EmitenNews.com - Samuel Sekuritas Indonesia merevisi turun proyeksi pertumbuhan agregat laba sektor perbankan pada 2026 menjadi 1,8%, dari sebelumnya 4,6%.

Revisi tersebut dilakukan seiring meningkatnya tekanan terhadap margin bunga bersih (NIM) dan biaya kredit di tengah kondisi makro yang semakin menantang.

Head of Research Samuel Sekuritas Indonesia, Prasetya Gunadi mengatakan, kombinasi pelemahan nilai tukar rupiah dan tingginya suku bunga menjadi tantangan utama yang diperkirakan membayangi kinerja industri perbankan pada paruh kedua tahun ini.

“Secara tahunan, kinerja bank masih terlihat resilien. Namun, investor perlu melihat lebih jauh ke paruh kedua tahun ini, karena tekanan dari suku bunga tinggi, pelemahan rupiah, dan potensi kenaikan biaya kredit masih menjadi tantangan bagi sektor perbankan,” ujar Prasetya dalam Media Connect di Menara Imperium Jakarta, Jumat (3/7).

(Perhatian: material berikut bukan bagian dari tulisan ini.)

PR #46908, opened 2018-04-05

rallytime:
Conflicts:
  - salt/grains/core.py
  - salt/utils/__init__.py


salt/log/setup.py
```diff
@@ -338,6 +338,13 @@ def makeRecord(self, name, level, fn, lno, msg, args, exc_info,
             # If nothing else is in extra, make it None
             extra = None
 
+        salt_system_encoding = __salt_system_encoding__
+        if salt_system_encoding == 'ascii':
+            # Encoding detection most likely failed, let's use the utf-8
+            # value which we defaulted before __salt_system_encoding__ was
+            # implemented
+            salt_system_encoding = 'utf-8'
+
```
terminalmage: This section is redundant now. It's part of the code I used to backport the log argument normalization and the same block exists directly under here. This entire green block should be removed.

terminalmage (changes requested):
One minor change.

terminalmage (approved):

PR #46930, opened 2018-04-06
Clean up bad public key headers

dwoz:
### What does this PR do?

Remove the "RSA" delaration from public key headers generated by
pycryptodome<=3.4.6

#46868

### Previous Behavior

Trying to load public keys with an invalid rsa header cause `salt.crypt.get_rsa_pub_key` to raise an `RSAError: no start line` exception

### New Behavior

Public keys with the invalid rsa header load properly 

### Tests written?

Yes

### Commits signed with GPG?

Yes


rallytime:
@dwoz Looks like that test you wrote isn't super happy in PY2: https://jenkins.saltstack.com/job/PR/job/salt-pr-linode-ubuntu14-n/21609/

dwoz:
@rallytime thanks, I will look into why.

dwoz:
@rallytime the interesting thing is this is not one of the tests I added.

dwoz:
@rallytime Okay, my changes did break that test. I've pushed a fix.

mtorromeo:
Shouldn't we also handle better the exceptions that might be raised here?
Having the master crash because one minion has an invalid key shouldn't be the accepted outcome.
It would be a lot better if the key was just rejected.

dwoz:
@mtorromeo I agree with what you are suggesting. However, I think that change could go into a separate issue. This PR sums up the bug with a regression tests succinctly as it stands right now.

@cachedout, do you have thought's on @mtorromeo's concerns?

cachedout (approved):
After speaking with @thatch45, I am good with this.

garethgreenaway (approved):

Ia menjelaskan, rupiah yang sempat berada di atas level Rp17.700 per dolar AS, bahkan menyentuh sekitar Rp18.178 pada 8 Juni, serta kenaikan suku bunga acuan Bank Indonesia sebesar 100 basis poin menjadi 5,75% berpotensi menekan sektor perbankan melalui kenaikan biaya dana, penyusutan margin bunga bersih, hingga meningkatnya risiko kualitas aset.

“Lingkungan suku bunga yang lebih tinggi biasanya mendorong kenaikan cost of funds. Jika repricing dana pihak ketiga bergerak lebih cepat dibandingkan aset produktif, margin bank akan tetap berada dalam tekanan. Di saat yang sama, biaya pinjaman yang lebih tinggi juga dapat memengaruhi kemampuan bayar debitur,” jelas Prasetya.

Sejalan dengan revisi proyeksi laba tersebut, Samuel Sekuritas juga menurunkan rekomendasi sektor perbankan untuk 12 bulan ke depan menjadi Neutral dari sebelumnya Overweight. Meski demikian, PT Bank Mandiri (Persero) Tbk (BMRI) tetap menjadi pilihan utama atau top pick dengan target harga Rp6.000 per saham atau mencerminkan potensi kenaikan sekitar 54% dari posisi harga saat laporan disusun.

Di tengah tekanan tersebut, Samuel Sekuritas masih melihat kinerja bank-bank besar relatif tangguh. Laba bersih kelompok Big Four atau Big Banks diproyeksikan tumbuh sekitar 7% secara tahunan pada kuartal II-2026 dan 9% pada semester I-2026. Pertumbuhan tersebut ditopang oleh pendapatan operasional sebelum pencadangan (PPOP), pendapatan bunga bersih, serta pendapatan nonbunga yang masih menunjukkan tren positif.

Prasetya menambahkan, BMRI diperkirakan menjadi kontributor utama pertumbuhan laba sektor dengan proyeksi kenaikan laba bersih sebesar 16% secara tahunan pada semester I-2026, sedangkan BBCA diperkirakan tumbuh sekitar 3%.

“Pertumbuhan laba masih ada, terutama dari bank-bank yang mampu menjaga pendapatan bunga dan pendapatan non-bunga. Namun, tantangan utama ke depan adalah bagaimana bank menjaga margin, mengelola biaya dana, dan mempertahankan kualitas aset di tengah kondisi makro yang lebih ketat,” tutup Prasetya.